__WHAT IS EXPECTED__:
Produce as output only the lines below starting at the line with "PR #4838, opened 2022-12-15" and continuing through the line with "Problem: flux-pmix needs", each one exactly as written.

__ENTRIES SHOWN__:
= Beginning of Section =
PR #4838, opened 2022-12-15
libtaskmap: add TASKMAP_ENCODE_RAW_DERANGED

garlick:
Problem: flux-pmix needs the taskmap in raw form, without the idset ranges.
= End of Section =
= Beginning of Section =
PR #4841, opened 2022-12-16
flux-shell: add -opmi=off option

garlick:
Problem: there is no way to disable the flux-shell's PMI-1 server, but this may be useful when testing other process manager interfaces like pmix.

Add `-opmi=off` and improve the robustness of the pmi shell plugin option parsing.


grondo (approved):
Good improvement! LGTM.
= End of Section =
= Beginning of Section =
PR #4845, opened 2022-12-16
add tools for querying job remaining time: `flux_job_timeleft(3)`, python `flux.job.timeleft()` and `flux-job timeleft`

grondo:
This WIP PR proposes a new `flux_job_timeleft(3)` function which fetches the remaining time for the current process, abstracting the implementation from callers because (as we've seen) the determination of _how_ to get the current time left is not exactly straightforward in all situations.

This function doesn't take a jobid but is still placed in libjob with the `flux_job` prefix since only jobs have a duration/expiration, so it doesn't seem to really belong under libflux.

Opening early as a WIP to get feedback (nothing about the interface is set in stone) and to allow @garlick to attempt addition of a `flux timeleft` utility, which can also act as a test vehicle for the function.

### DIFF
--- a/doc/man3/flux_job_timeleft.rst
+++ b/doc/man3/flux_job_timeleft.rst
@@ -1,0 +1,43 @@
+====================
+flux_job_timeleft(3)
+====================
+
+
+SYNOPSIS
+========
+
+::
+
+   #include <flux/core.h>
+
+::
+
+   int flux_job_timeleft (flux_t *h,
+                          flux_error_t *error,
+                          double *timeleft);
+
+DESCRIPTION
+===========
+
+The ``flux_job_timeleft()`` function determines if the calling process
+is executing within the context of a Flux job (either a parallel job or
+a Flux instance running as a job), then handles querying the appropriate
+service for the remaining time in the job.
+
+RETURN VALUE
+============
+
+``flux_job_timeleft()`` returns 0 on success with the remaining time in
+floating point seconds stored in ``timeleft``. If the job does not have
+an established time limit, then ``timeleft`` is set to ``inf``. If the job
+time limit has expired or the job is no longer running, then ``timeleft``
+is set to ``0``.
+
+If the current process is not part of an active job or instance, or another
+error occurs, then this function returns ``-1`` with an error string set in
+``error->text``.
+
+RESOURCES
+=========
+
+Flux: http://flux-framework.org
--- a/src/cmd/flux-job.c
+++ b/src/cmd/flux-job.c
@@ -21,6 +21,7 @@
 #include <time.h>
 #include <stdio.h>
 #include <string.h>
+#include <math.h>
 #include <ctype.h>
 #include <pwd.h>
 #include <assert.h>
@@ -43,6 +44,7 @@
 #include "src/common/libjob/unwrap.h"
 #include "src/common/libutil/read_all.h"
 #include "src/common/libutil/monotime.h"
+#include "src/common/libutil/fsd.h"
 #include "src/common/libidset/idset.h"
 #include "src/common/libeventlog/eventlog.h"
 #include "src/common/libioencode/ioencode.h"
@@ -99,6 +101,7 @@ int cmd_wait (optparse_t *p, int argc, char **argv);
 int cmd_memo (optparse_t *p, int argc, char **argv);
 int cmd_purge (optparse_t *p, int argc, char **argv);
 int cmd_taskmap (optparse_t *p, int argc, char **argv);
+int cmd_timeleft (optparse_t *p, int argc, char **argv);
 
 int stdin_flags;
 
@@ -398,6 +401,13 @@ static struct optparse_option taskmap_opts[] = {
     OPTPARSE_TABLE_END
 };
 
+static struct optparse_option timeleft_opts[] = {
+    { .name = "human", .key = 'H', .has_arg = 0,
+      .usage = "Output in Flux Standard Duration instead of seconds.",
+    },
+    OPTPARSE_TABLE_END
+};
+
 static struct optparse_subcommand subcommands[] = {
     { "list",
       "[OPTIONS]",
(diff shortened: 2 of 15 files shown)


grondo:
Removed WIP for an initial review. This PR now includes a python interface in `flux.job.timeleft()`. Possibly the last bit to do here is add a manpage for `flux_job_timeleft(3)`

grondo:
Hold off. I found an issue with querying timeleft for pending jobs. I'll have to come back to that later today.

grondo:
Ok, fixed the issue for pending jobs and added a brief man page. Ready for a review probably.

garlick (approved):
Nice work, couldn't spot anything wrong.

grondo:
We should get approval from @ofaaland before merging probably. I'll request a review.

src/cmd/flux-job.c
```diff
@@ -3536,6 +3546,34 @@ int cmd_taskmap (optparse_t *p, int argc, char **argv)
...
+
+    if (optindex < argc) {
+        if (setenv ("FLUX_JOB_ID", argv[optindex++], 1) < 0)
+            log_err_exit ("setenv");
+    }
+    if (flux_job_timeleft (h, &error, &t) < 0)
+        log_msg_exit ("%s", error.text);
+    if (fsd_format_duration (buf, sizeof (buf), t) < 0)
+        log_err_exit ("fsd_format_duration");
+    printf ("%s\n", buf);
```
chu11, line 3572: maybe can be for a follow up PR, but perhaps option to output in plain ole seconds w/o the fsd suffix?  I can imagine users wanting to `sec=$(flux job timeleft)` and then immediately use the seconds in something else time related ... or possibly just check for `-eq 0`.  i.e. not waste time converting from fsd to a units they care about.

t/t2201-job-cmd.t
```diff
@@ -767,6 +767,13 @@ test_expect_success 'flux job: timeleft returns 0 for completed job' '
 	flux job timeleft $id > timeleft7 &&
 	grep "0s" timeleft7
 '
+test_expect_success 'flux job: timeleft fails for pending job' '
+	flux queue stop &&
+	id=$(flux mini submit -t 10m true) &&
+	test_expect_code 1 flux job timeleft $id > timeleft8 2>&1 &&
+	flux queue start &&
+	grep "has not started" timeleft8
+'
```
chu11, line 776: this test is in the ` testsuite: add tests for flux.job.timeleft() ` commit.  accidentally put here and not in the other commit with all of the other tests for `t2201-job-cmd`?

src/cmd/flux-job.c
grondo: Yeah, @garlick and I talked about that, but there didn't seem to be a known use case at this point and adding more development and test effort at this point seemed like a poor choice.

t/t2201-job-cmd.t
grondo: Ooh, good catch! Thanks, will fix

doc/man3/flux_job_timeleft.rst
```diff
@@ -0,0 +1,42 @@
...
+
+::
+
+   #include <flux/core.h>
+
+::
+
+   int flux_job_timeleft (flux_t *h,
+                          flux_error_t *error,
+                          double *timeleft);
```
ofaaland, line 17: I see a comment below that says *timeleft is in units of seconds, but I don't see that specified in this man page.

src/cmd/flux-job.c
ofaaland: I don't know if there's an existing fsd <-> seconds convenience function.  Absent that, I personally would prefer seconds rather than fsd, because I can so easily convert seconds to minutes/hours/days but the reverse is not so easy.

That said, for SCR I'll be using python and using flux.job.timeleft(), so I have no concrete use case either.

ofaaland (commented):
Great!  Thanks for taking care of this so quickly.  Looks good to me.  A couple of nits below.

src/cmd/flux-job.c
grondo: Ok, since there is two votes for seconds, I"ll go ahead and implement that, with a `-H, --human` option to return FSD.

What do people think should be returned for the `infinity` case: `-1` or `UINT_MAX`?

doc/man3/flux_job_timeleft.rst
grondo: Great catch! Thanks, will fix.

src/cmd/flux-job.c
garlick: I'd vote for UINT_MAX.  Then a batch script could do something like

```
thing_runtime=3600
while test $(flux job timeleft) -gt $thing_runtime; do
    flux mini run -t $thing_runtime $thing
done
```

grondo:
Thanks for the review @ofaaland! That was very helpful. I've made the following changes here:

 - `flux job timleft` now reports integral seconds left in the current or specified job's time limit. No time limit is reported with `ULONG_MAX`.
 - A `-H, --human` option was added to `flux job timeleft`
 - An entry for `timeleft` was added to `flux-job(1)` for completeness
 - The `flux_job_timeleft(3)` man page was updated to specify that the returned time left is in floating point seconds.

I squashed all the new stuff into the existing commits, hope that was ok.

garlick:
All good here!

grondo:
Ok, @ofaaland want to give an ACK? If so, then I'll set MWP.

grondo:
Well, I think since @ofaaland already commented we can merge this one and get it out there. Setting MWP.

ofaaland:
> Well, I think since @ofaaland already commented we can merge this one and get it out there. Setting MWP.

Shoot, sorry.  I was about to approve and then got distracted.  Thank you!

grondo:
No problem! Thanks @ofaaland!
= End of Section =
__TASK RESPONSE__:
PR #4838, opened 2022-12-15
libtaskmap: add TASKMAP_ENCODE_RAW_DERANGED

garlick:
Problem: flux-pmix needs the taskmap in raw form, without the idset ranges.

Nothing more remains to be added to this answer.